The present application claims priority to U.S. provisional patent application Ser. No. 63/566,740, filed on Mar. 18, 2024, which is incorporated by reference in its entirety.

TECHNICAL FIELD

This provisional patent application relates generally to augmented reality (AR) and/or virtual reality (VR) near-eye display devices, and in particular, to implementing eye tracking via a dense point cloud scanning using a light beam source and a reflective and/or diffractive surface.

BACKGROUND

Many augmented reality (AR) and virtual reality (VR) devices implement eye tracking. For example, in some instances, eye tracking technologies may monitor (or “sense”) a user's “gaze” during use of an augmented reality (AR) and virtual reality (VR) device.

In some instances, self-mixing interferometry (SMI) may be implemented as a sensing technique. In some examples, self-mixing interferometry (SMI) may utilize a vertical-cavity surface-emitting laser (VCSEL) and a photodetector (PD).

In some instances, these self-mixing interferometry (SMI) elements may be included in an optical “stack” (or “pancake stack”) of a display device. Moreover, in some instances, the optical stack may be located in a field-of-view (FOV) of a display device, such as being embedded in a display lens of the display device. In some instances, this may lead to issues in visibility and design aesthetic. Moreover, in some instances, issues with integration of these elements (e.g., trace placement, component bonding, etc.) may be complex, and may lead to increased costs.

BRIEF DESCRIPTION OF DRAWINGS

Features of the present disclosure are illustrated by way of example, and are not limited in the following figures, in which like numerals indicate like elements. One skilled in the art will readily recognize from the following that alternative examples of the structures and methods illustrated in the figures can be employed without departing from the principles described herein.

FIG. 1 illustrates a block diagram of an artificial reality (AR) system environment including a near-eye display, according to an example.

FIGS. 2A-2C illustrate various views of a near-eye display device in the form of a head-mounted display (HMD) device, according to examples.

FIG. 3 illustrates a perspective view of a near-eye display in the form of a pair of glasses, according to an example.

FIG. 4 illustrates an optical system for eye tracking via a dense point cloud scanning using a light beam source and a reflective and/or diffractive surface, according to an example.

FIG. 5 illustrates an optical system for eye tracking via a dense point cloud scanning using a light beam source and a reflective and/or diffractive surface, according to an example.

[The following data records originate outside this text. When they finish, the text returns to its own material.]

PR #1591, opened 2019-09-04
#13079. Add support for new link format when password-protected

sergiohs84:
It fixes the password protected links, which won't support the new format with the current code.


sergiohs84:
trigger compilation

sergiohs84:
Jenkins failure is unrelated to this PR, but a known bug of the `MegaFolderUploadController`.
Ready to merge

FIG. 6 illustrates diffractive elements of a diffractive surface on a display lens, according to an example.

FIG. 7 illustrates optical system for eye tracking via a dense point cloud scanning using a light beam source and a reflective and/or diffractive surface, according to an example.

FIG. 8 illustrates a flow diagram for a method for implementing eye tracking via a dense point cloud scanning using a light beam source and a reflective and/or diffractive surface, according to some examples.